Goal of the exercise =>
Search the data for "BrokerSpawnParams". Each line containing it is to be copied.

━━━ Extracted entries ━━━

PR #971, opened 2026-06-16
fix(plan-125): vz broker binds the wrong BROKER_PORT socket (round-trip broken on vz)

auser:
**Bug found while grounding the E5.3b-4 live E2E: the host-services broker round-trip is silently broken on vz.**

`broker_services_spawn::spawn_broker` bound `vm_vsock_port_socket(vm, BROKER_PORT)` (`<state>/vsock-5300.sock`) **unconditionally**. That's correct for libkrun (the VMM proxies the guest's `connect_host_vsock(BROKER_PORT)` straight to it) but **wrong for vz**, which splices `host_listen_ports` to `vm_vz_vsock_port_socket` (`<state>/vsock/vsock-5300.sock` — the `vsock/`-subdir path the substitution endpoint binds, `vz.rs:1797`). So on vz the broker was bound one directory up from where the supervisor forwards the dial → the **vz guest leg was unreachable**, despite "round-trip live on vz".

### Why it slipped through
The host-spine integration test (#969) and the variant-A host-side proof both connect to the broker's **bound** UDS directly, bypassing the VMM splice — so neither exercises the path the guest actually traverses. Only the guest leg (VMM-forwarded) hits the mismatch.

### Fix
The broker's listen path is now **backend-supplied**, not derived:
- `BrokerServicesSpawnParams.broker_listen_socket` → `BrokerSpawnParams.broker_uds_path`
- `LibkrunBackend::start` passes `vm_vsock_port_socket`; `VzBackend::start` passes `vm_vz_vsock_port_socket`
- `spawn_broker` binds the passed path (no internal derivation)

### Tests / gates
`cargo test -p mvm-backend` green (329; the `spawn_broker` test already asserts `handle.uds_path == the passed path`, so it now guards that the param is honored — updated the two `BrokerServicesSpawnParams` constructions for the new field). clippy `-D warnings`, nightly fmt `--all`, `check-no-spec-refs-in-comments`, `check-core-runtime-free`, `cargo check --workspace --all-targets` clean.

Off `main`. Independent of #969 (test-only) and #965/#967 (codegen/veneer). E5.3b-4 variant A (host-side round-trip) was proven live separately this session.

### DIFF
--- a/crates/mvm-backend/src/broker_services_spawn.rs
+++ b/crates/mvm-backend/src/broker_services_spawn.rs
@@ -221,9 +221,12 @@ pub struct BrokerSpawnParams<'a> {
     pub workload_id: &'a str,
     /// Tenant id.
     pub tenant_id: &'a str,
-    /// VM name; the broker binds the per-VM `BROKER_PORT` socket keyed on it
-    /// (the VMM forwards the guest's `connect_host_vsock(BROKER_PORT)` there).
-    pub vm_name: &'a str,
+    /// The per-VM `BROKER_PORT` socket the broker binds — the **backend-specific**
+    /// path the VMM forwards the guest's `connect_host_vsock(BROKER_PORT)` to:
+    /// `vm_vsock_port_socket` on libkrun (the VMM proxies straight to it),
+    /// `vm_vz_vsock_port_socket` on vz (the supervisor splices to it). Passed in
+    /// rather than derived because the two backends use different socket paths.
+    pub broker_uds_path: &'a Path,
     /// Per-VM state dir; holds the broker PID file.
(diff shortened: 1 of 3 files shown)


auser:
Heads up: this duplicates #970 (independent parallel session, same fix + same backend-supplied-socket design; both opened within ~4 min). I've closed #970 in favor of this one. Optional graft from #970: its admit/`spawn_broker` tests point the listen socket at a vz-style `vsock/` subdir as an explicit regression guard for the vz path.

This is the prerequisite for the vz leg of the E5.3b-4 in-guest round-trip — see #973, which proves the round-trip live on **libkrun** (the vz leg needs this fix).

━━━

Answer for the task =>
- `BrokerServicesSpawnParams.broker_listen_socket` → `BrokerSpawnParams.broker_uds_path`
@@ -221,9 +221,12 @@ pub struct BrokerSpawnParams<'a> {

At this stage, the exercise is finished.